(PROBLEM REQUIREMENTS):
Exactly the lines from the top of the records below through the one containing "### LINKED ISSUE" must be set down, with no line added or dropped.

[[ SOURCE DATA, beginning ]]

PR #2297, opened 2019-10-04
feat: add looping to carousel as optional prop

### LINKED ISSUE #2295: Carousel component should be able to disable looping
The carousel component should loop by default (hitting next on the last slide goes to the first slide), but should have an optional prop to disable looping.

Allows for better configuration to fit more use cases.

An optional boolean "loop" prop that defaults to true. When loop is set to false, on the first slide the previous button doesn't exist, and on the last slide the next button doesn't exist. This prevents the user from looping through the carousel.

This may be possible by providing values to nextFlipper/previousFlipper, but seems a bit cumbersome.

SethDonohue:
# Description
- Add looping functionality and optional loop prop to Carousel component

## Motivation & context
The carousel currently does not have a looping control so looping can not be turned off.

This will allow for better configuration in more use cases.

closes #2295

## Issue type checklist

## Process & policy checklist


packages/fast-components-react-msft/src/carousel/carousel.spec.tsx
```diff
@@ -488,4 +486,44 @@ describe("carousel", (): void => {
...
+            expect(rendered.props().loop).toBe(false);
+        });
+
+        test("should not generate a previous flipper for first slide when `loop` is passed as false", () => {
+            const rendered: any = mount(<MSFTCarousel {...props} loop={false} />);
+
+            expect(rendered.state("activeId")).toBe("id01");
+            expect(rendered.exists(".carousel_next")).toBe(true);
+            expect(rendered.exists(".carousel_previous")).toBe(false);
+        });
```
nicholasrice: If the test doesn't already exist, you might want to also test that the flippers *do* exist when loop is true.

packages/fast-components-react-msft/src/carousel/carousel.tsx
```diff
@@ -223,6 +225,33 @@ class Carousel extends Foundation<
         return this.slides.length !== 1;
     }
 
+    /**
+     * Check if it is the FIRST slide for looping
+     */
+    private get isFirstSlide(): boolean {
+        if (this.props.items.length) {
+            const firstSlideId: string = this.props.items[0].id;
+            if (firstSlideId) {
```
nicholasrice: Do you need this `if (firstSlideId)` check? Presumably if this was falsey, `firstSlideId === this.state.activeId` would also be falsey

packages/fast-components-react-msft/src/carousel/carousel.spec.tsx
SethDonohue: loop defaults to true, and there is a flipper test that checks for default flippers showing in the, so that would you agree that those tests cover it?

chrisdholt: If the test isn't already written, I'd add it just to be safe IMO. If someone follows with a change we would want that case to be accounted for to ensure the test breaks

packages/fast-components-react-msft/src/carousel/carousel.tsx
SethDonohue: true, i am already checking to make sure the length exists. making this change passes the tests too so I'll add it.

packages/fast-components-react-msft/src/carousel/carousel.spec.tsx
SethDonohue: tests added for clarity and to guarantee coverage

packages/fast-components-react-msft/src/carousel/carousel.tsx
```diff
@@ -223,6 +225,31 @@ class Carousel extends Foundation<
         return this.slides.length !== 1;
     }
 
+    /**
+     * Check if it is the FIRST slide for looping
+     */
+    private get isFirstSlide(): boolean {
+        if (this.props.items.length) {
```
janechu: It seems like slides is always an array, unlike items which can be undefined, so I think you should change this to check the length on slides.

bekell:
LGTM

packages/fast-components-react-msft/src/carousel/carousel.tsx
```diff
@@ -223,6 +225,31 @@ class Carousel extends Foundation<
...
+        } else {
+            return false;
+        }
+    }
+
+    /**
+     * Check if it is the LAST slide for looping
+     */
+    private get isLastSlide(): boolean {
+        const lastItemKey: number = this.props.items.length - 1;
```
janechu: same issue here, it is possible for items to be undefined.

packages/fast-components-react-msft/src/carousel/carousel.tsx
```diff
@@ -223,6 +225,31 @@ class Carousel extends Foundation<
...
+        if (lastItemKey >= 0) {
+            const lastSlideId: string = this.props.items[lastItemKey].id;
```
chrisdholt: should likely check this.slides here as well instead of `props.items`

packages/fast-components-react-msft/src/carousel/carousel.tsx
```diff
@@ -295,6 +322,9 @@ class Carousel extends Foundation<
         if (!this.isMultipleSlides) {
             return;
         }
+        if (this.isFirstSlide && !this.props.loop) {
+            return;
+        }
```
chrisdholt: Can these be combined?
```
if (!this.isMultipleSlides || this.isFirstSlide && !this.props.loop) {
    return;
}
```

packages/fast-components-react-msft/src/carousel/carousel.tsx
```diff
@@ -322,6 +352,9 @@ class Carousel extends Foundation<
         if (!this.isMultipleSlides) {
             return;
         }
+        if (this.isLastSlide && !this.props.loop) {
+            return;
+        }
```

[[ SOURCE DATA, end ]]

(ANSWER TO THE EXERCISE):
PR #2297, opened 2019-10-04
feat: add looping to carousel as optional prop

### LINKED ISSUE #2295: Carousel component should be able to disable looping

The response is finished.